Exact minimax risk for linear least squares, and the lower tail of sample covariance matrices

We consider random-design linear prediction and related questions on the lower tail of random matrices. It is known that, under boundedness constraints, the minimax risk is of order $d/n$ in dimension $d$ with $n$ samples. Here, we study the minimax expected excess risk over the full linear class, depending on the distribution of covariates. First, the least squares estimator is exactly minimax optimal in the well-specified case, for every distribution of covariates. We express the minimax risk in terms of the distribution of statistical leverage scores of individual samples, and deduce a minimax lower bound of $d/(n-d+1)$ for any covariate distribution, nearly matching the risk for Gaussian design. We then obtain sharp nonasymptotic upper bounds for covariates that satisfy a "small ball"-type regularity condition in both well-specified and misspecified cases.

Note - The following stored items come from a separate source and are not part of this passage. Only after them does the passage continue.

PR #3884, opened 2026-01-07
feat(init): initialize FloxHub environment

ysndr:
## Proposed Changes

Allow `flox init` to initialize an environment "directly" on FloxHub.
While the environment creation remains local and requires an initial push to FloxHub,
on the user facing side this appears as an atomic operation.

## Release Notes

* Add support to initialize an environment on FloxHub with `flox init --reference <owner/name>`

### DIFF
--- a/cli/flox/src/commands/init/mod.rs
+++ b/cli/flox/src/commands/init/mod.rs
@@ -300,7 +300,7 @@ fn init_floxhub_environment(flox: &Flox, env_ref: RemoteEnvironmentRef, bare: bo
     };
 
     let managed =
-        ManagedEnvironment::push_new(flox, path_environment, env_ref.owner().clone(), false)?;
+        ManagedEnvironment::push_new(flox, path_environment, env_ref.owner().clone(), false, true)?;
     let pointer = managed.pointer();
 
     // validate that the environment exists
@@ -719,6 +719,7 @@ mod tests {
 
     use flox_rust_sdk::flox::EnvironmentOwner;
     use flox_rust_sdk::flox::test_helpers::flox_instance_with_optional_floxhub;
+    use flox_rust_sdk::models::environment::generations::{GenerationsExt, HistoryKind};
     use flox_rust_sdk::models::environment::managed_environment::ManagedEnvironmentError;
     use flox_rust_sdk::models::environment::{EnvironmentError, ManagedPointer};
     use flox_rust_sdk::utils::logging::test_helpers::test_subscriber_message_only;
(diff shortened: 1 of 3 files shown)


ysndr:
> [!IMPORTANT]
> I chose to use `--reference` instead of `--upstream` as i think of `--upstream` more as a modifier of an existin local or remote FloxHub environment.
> IMO its also more consistent with the usage of `--reference` in subseqent invocations.

cli/flox/src/commands/init/mod.rs
```diff
@@ -121,80 +121,49 @@ impl Init {
...
+    /// or operating in the home directory/creating a local default environment,
+    /// will skip running init hooks.
+    fn from_arguments(
+        auto_setup: bool,
+        no_auto_setup: bool,
+        is_default_environment: bool,
+        is_bare: bool,
+    ) -> Self {
+        if auto_setup {
+            return AutoSetupBehavior::RunAndForce;
```
ysndr, line 190: _Amazing job `git` with this diff 👏_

Our main technical contribution is the study of the lower tail of the smallest singular value of empirical covariance matrices at small values. We establish a lower bound on this lower tail, valid for any distribution in dimension $d \geq 2$, together with a matching upper bound under a necessary regularity condition. Our proof relies on the PAC-Bayes technique for controlling empirical processes, and extends an analysis of Oliveira devoted to a different part of the lower tail.